REQUIREMENT: For each line below that contains the word "them", return that line.

(Items from a dataset)
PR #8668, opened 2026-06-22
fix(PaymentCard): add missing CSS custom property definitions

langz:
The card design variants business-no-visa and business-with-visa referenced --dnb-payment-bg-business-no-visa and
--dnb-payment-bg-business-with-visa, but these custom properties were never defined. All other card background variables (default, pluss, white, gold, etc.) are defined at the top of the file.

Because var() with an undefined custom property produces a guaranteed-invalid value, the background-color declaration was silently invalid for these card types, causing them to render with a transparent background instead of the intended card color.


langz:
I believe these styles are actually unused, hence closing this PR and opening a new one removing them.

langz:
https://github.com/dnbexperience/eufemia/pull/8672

EXERCISE RESULT:
Because var() with an undefined custom property produces a guaranteed-invalid value, the background-color declaration was silently invalid for these card types, causing them to render with a transparent background instead of the intended card color.
I believe these styles are actually unused, hence closing this PR and opening a new one removing them.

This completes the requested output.